Can you give us a base case scenario and a worst-case scenario for the situation in the former Yugoslavia in 10 years?
– In a best-case scenario, all the countries in the area are members of the EU. The writing of history has been left to historians who do their utmost to stick to source material and objective resolution of issues. They have realized that Europe is small and everyone depends on each other. A good example to look at is the relationship between Germany and France. Who would have thought a hundred years ago that they would become such good friends? That’s European development at its best.
– In a worst-case scenario, we have ended up in a state, which unfortunately we see more and more often, where wars do not end. Look at Cyprus, Palestine, Korea, Taiwan, Libya, Syria. We’re talking about decades where it just continues. That’s a worst-case scenario for me. A Southeast Europe where conflicts are spreading. Because there are many other ethnic groups with tense relationships in that part of Europe. Take for example the relationship between Turks and Greeks, or Bulgarians and Turks. Unfortunately, there is a lot of problematic situations that could be awakened from their slumber.
What does the cultural and historical connection between Russia and Serbia look like?
– First, there’s a linguistic connection.

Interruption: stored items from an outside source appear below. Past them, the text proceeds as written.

PR #340, opened 2021-12-17
Trending data feature

### LINKED ISSUE #328: Add the capability to display a dataset with trend data when a user clicks on an admin area
This issue is meant to initiate the steps needed to visualize time-series data associated with an admin area for a selected indicator. For example, if a user has activated the 1-month rainfall anomaly (a WMS layer), and then they click on an admin area in the map, we want to be able to display the average 1-month rainfall anomaly for that place over time. 

The display would work similarly to what we see in the [DataViz platform](https://dataviz.vam.wfp.org/seasonal_explorer/rainfall_vegetation/visualizations#):
Mozambique_Gaza_2021_RainfallAnomaly

We could use the data drawer (same area used for tables.json display and the exposure analysis results), or opt for a pop-up on click.

See quick mock ups below:
1. Pop up
timeseries-popup

2. Data drawer
timeseries-datadrawer

We don't yet have a way to query this data from ODC. However, we will receive it as a static dataset (as a CSV or json) that we can then add to PRISM in the same format as tables or an admin_level_data layer. The idea would then be to add a config parameter in the WMS layer that notes that the table or admin_level_data layer should be displayed when a user clicks on an admin area.

JorgeMartinezG:
This PR closes #328. On a boundary click event, PRISM will display information-related to the sample csv file.

**TODO:**
- Set trigger. A button rendered inside the popup could be a solution. Discussion needed.
- Additional metadata: Dialog box title, plot title, etc.
- Boundary layer configuration.

record


wadhwamatic:
Good progress @JorgeMartinezG. re: trigger, we might consider modifying the general behavior so that the admin name shows on hover, and additional data shows on click. For WMS layers, the onclick would load the data view if available, for other layers, it would maintain the current behavior.

Let's discuss on Monday

JorgeMartinezG:
updated branch. Fixed conflicts with master and applied hover to display popup.

You can find deployment instance here: http://prism-hover.surge.sh/

wadhwamatic:
Great work @JorgeMartinezG. For the metadata to include in this example:
- Dialog box title: Data Viewer: $region-name; Great if we can concatenate admin 1, admin 2 (same as we do for the hover action on the map)  
- Plot title: 1-month rainfall aggregate (mm)

Some additional suggestions (nice to have for v1):
1. Remove admin code from the label that shows up when you hover on the chart 
2. Reduce precision of rainfall values to two decimal points (this should be a config parameter)
3. Add unit after the value that shows up on hover over the chart. In this example it would be 'mm'
4. Add a caption (below chart): CHIRPS 1 month dekadal rainfall aggregations (mm)
5. Add x axis lines 
6. Remove 'district' label on the y axis

erwagasore:
After a discussion with @wadhwamatic on the potential of showing the `Chart` but also allow the user to continue interacting with the `map` below is the design proposal on how we can achieve it.

Keep in mind that this is the not the prefect solution, this is a short term solution which doesn't involve many design changes to the current state of the UI/UX of PRISM. Please share you opinion on this as well.

Show-chart-and-map

wadhwamatic:
> After a discussion with @wadhwamatic on the potential of showing the `Chart` but also allow the user to continue interacting with the `map` below is the design proposal on how we can achieve it.
> 
> Keep in mind that this is the not the prefect solution, this is a short term solution which doesn't involve many design changes to the current state of the UI/UX of PRISM. Please share you opinion on this as well.
> 
> Show-chart-and-map

This looks fine and covers what we've discussed. Please go ahead and implement as part of this PR. Keep @JorgeMartinezG  in the loop while you develop the component

wadhwamatic:
This feature has been committed to master via https://github.com/WFP-VAM/prism-frontend/pull/453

The South Slavic languages are closer to Russian than the West Slavic languages. Macedonians, Bulgarians, and Serbs have no problem learning Russian. I myself studied Russian at school and had no problem getting top grades. A thousand years ago there was a Slavic language. Looking at history, I would say that in the relationship between Serbia and Russia, the Russians have benefited considerably more than the other way around. Perhaps with the exception of the First World War which was a disaster for Russia by siding with Serbia. Montenegro’s accession to NATO was a slap in the face for Russia. Montenegro had since the 18th century been Russia’s little darling. One should be aware that even though Russia talks about a Slavic brotherhood, it’s clear that only the Orthodox fit in. Slavs who are Catholics or Muslims have no place in this friendship.
What book should everyone read?
– Then I would recommend the American medieval historian John Fine and his book The Bosnian Church (2007). The issue of the Bosnian Church has been at the root of many battles and nationalistic interpretations since the mid-19th century. Fine has done a very source-critical analysis and massive effort to prove once and for all that the third Bosnian Church, alongside the Catholic and Orthodox, was not Bogomil or Cathar. It was an independent Bosnian Church that quickly disappeared after the Ottoman invasion in the mid-15th century.